Varun Badola: ‘It’s best to approach your work like just work’

During his two decade long career as a television actor, Varun Badola has made a reputation for himself as an actor who excels at playing intense characters

Varun Badola: ‘It’s best to approach your work like just work’

Murtaza Ali Khan

During his two decade long career as a television actor, Varun Badola has made a reputation for himself as an actor who excels at playing intense characters. He is currently in news for his latest show ‘Mere Dad Ki Dulhan’ for Sony TV, wherein he plays a single father who shares a strong bond with his daughter, before things change when he meets a 40-year-old single searching for rented accommodation. The show is produced by DJ’s Creative Unit. It also stars Shweta Tiwari and Anjali Tatrari in pivotal roles.

In this interview with Murtaza Ali Khan, Badola talks about his association with ‘Mere Dad Ki Dulhan’, his chemistry with Shweta Tiwari on the show, the rise of web as an alternative medium of entertainment, and his creative shift as dialog writer for the ALTBalaji series ‘Aparharan’.

Excerpts from the interview:

How did you get associated with Mere Dad Ki Dulhan?

As comical as it may sound, I was going to another office in the same building but on a different floor when I bumped into the show’s producer, Deeya Singh. On seeing me, she suddenly asked me if I was free. When I nodded, she immediately told me that she has a show for me. That’s exactly how it started. Then she called me up after a few days and told me about the concept that she had in mind. I really liked it and so there was no reason for me to say no.

Tell us about your chemistry with Shweta Tiwari

This is a very tricky question. Whenever people talk about chemistry, I really find it difficult to grapple with it. And I probably don’t understand this because as an actor you just go to the sets, do your bit and then you go back home. Now, if you have great camaraderie then obviously the results are better and that’s just about it. Ultimately, it is that one scene that the two of you are trying to approach in your own different ways and trying to get the best results out of it. Now, I like to improvise a lot and the good thing with Shweta is that she is always open to trying out new things.

You have always preferred to play characters that suit you age. Also, you don’t dye your hair and beard in real life unlike your contemporaries. Why?

Frankly, I am an actor from 9 am to 9 pm. If I am not working, I don’t like bothering myself. There is so much to do in life. I can’t be playing that celebrity card 24/7. It’s not even worth it. I go to Corbett twice a year. I still roam around in the jungles so much where no one really cares who you are. I don’t see the need to carry so much of burden; it’s best to approach your work like just work. And then simply move on. I can’t go to a saloon every 15 days to get my hair dyed. It becomes a problem. Why would anybody want to do that? At least, personally speaking, I would not want to do that. Now, as far as my characters are concerned, I like to decide what’s best for them, whether it’s my look in Astitva or Mere Dad Ki Dulhan.

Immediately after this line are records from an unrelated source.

PR #591, opened 2023-11-18
chore(conductor, relayer, sequencer): release 0.10.0 conductor, 0.8.0 relayer, and 0.6.0 sequencer

joroshiba:
Release cuts, major releases due to fundamental change to the merkle tree shape.

### DIFF
--- a/Cargo.lock
+++ b/Cargo.lock
@@ -483,7 +483,7 @@ dependencies = [
 
 [[package]]
 name = "astria-sequencer"
-version = "0.5.0"
+version = "0.6.0"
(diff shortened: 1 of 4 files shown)


SuperFluffy (approved):
Does this warrant a release in composer? I think not, because it doesn't care about any of the APIs or datastructures that have been changed

noot (approved):

joroshiba:
> Does this warrant a release in composer? I think not, because it doesn't care about any of the APIs or datastructures that have been changed

Yeah we shouldn't need a composer release

PR #595, opened 2023-11-21
fix(sequencer): fix instrument logging not to log every tx

noot:
## Summary
logging every single tx before executing each of them is bad for logging.

## Changes
- don't log the entire block's txs

### DIFF
--- a/crates/astria-sequencer/src/app.rs
+++ b/crates/astria-sequencer/src/app.rs
@@ -158,7 +158,7 @@ impl App {
     /// It puts this special "commitment" as the first transaction in a block.
     /// When other validators receive the block, they know the first transaction is
     /// supposed to be the commitment, and verifies that is it correct.
-    #[instrument(name = "App::prepare_proposal", skip(self))]
+    #[instrument(name = "App::prepare_proposal", skip(self, prepare_proposal))]
     pub(crate) async fn prepare_proposal(
         &mut self,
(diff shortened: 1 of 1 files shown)


jbowen93 (approved):
LGTM

crates/astria-sequencer/src/app.rs
```diff
@@ -182,7 +182,7 @@ impl App {
     /// Generates a commitment to the `sequence::Actions` in the block's transactions
     /// and ensures it matches the commitment created by the proposer, which
     /// should be the first transaction in the block.
-    #[instrument(name = "App::process_proposal", skip(self))]
+    #[instrument(name = "App::process_proposal", skip(self, process_proposal))]
```
SuperFluffy, line 185: Do we need to skip all of it or is there some info that's useful?

Also, if you want to skip all args, use `skip_all`

SuperFluffy (approved):
See my comment re useful information. Otherwise this seems very reasonable

SuperFluffy:
Note also that the main issue with this is not the proposal being logged, but the entire thing being attached to every single event that happens under this scope.

jbowen93:
I'm going to merge this as is and cut a new minor release

crates/astria-sequencer/src/app.rs
noot: i just skipped it all for ease - i guess the hash could be good to log

PR #601, opened 2023-11-22
fix(sequencer): cap tx size at 250kb

noot:
## Summary
we saw that on devnet, submitting a tx that exceeds the `max_tx_bytes` per block (~22mb) will result in it hanging around the mempool forever, as it cannot end up in a block, and causes all txs to remain pending. this is bad, and we need to ensure txs that are too large don't end up in the mempool to begin with.

## Background
the size chosen (250kb) was based on @jbowen93 's comment:
> Celestia has 2MB blocks and I believe we batch up to 5 Astria blocks to Celestia. So if we wanted to be conservative like 250KB, but we could go as high as 400KB.

we can change this later if needed, but this is a good starting point.

## Changes
- add a check in `CheckTx` that rejects the tx if it's larger than 250kb

## Testing
devnet (after)

## Breaking Changelist
- txs >250kb will be rejected

### DIFF
--- a/crates/astria-sequencer/src/service/mempool.rs
+++ b/crates/astria-sequencer/src/service/mempool.rs
@@ -86,8 +86,12 @@ async fn handle_check_tx<S: StateReadExt + 'static>(
     } = req;
     if tx.len() > MAX_TX_SIZE {
         return response::CheckTx {
-            code: AbciCode::INVALID_PARAMETER.into(),
-            log: format!("transaction size exceeds maximum allowed size of {MAX_TX_SIZE} bytes"),
+            code: AbciCode::INVALID_SIZE.into(),
+            log: format!(
+                "transaction size too large; received: {}, allowed: {MAX_TX_SIZE}",
+                tx.len()
+            ),
+            info: AbciCode::INVALID_SIZE.to_string(),
             ..response::CheckTx::default()
         };
     }
--- a/crates/astria-sequencer/src/service/mempool.rs
+++ b/crates/astria-sequencer/src/service/mempool.rs
@@ -87,7 +87,7 @@ async fn handle_check_tx<S: StateReadExt + 'static>(
     if tx.len() > MAX_TX_SIZE {
         return response::CheckTx {
             code: AbciCode::INVALID_PARAMETER.into(),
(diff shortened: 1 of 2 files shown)


jbowen93:
LGTM

crates/astria-sequencer/src/service/mempool.rs
```diff
@@ -82,6 +84,14 @@ async fn handle_check_tx<S: StateReadExt + 'static>(
     let request::CheckTx {
         tx, ..
     } = req;
+    if tx.len() > MAX_TX_SIZE {
+        return response::CheckTx {
+            code: AbciCode::INVALID_PARAMETER.into(),
```
SuperFluffy, line 89: Can we add a new AbciCode for this? Will make it easier to understand what went wrong in logs without hving to parse the log

crates/astria-sequencer/src/service/mempool.rs
```diff
@@ -82,6 +84,14 @@ async fn handle_check_tx<S: StateReadExt + 'static>(
     let request::CheckTx {
         tx, ..
     } = req;
+    if tx.len() > MAX_TX_SIZE {
+        return response::CheckTx {
```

Tell us about your creative shift as dialog a writer for the ALTBalaji series Aparharan

About 10 years ago I did a show called Aek Chabhi Hai Padoss Mein. It’s one of the best shows that I have done. On my very first day of the shoot the director asked me to change a scene after an assistant suggested it to him. That’s how it started and perhaps Siddharth Sen Gupta somewhere had it in his mind all along then he should use my writing skills in a major way. When he started out with Aparharan he was perhaps not happy with the dialog writer and so he asked me to rewrite the first episode. It got approved. Then I wrote another and that too got approved. Then he asked me to write all the episodes. But ultimately it took us about eight months to finish the script. I must say that it was a really good experience for me.

How do you see the web as an alternative medium of entertainment?

It’s certainly very interesting. But I think that the soda bottle has just been opened. It will take some time to settle down. I think there still is too much of indulgence. I feel a lot of the platforms are still bothered more about catching the eyeballs. Hopefully in times to come once it all settles down we will get to see more content driven things. Right now, the priority is to hardsell our platforms more than the content. I think the emphasis should be on telling a good story. If you want to make it sustainable in the longer run, then it has to be content-driven.

You originally hail from Delhi. How often do you come to Delhi these days? What are your favorite hangout places in Delhi?

I usually don’t step out of my house. So there are times when I come to Delhi but I don’t go out at all.

At best I go to this one very small club in Mayur Vihar. My father was the founder member of that club. Otherwise I am mostly reading books or visiting some of my friends in Delhi. Frankly, I don’t even remember the last time I visited a restaurant in Delhi.